PROMPT
Your output must be a faithful copy of the listing underneath.

EXERCISE MATERIALS
━━━━━━━━━━━━━━━━━━━━

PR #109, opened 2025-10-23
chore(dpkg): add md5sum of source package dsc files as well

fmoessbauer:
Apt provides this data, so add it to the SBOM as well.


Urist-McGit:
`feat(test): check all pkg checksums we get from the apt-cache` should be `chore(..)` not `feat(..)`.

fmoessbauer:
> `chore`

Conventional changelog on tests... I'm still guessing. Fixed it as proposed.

━━━━━━━━━━━━━━━━━━━━

SOLUTION BELOW
PR #109, opened 2025-10-23
chore(dpkg): add md5sum of source package dsc files as well

fmoessbauer:
Apt provides this data, so add it to the SBOM as well.


Urist-McGit:
`feat(test): check all pkg checksums we get from the apt-cache` should be `chore(..)` not `feat(..)`.

fmoessbauer:
> `chore`

Conventional changelog on tests... I'm still guessing. Fixed it as proposed.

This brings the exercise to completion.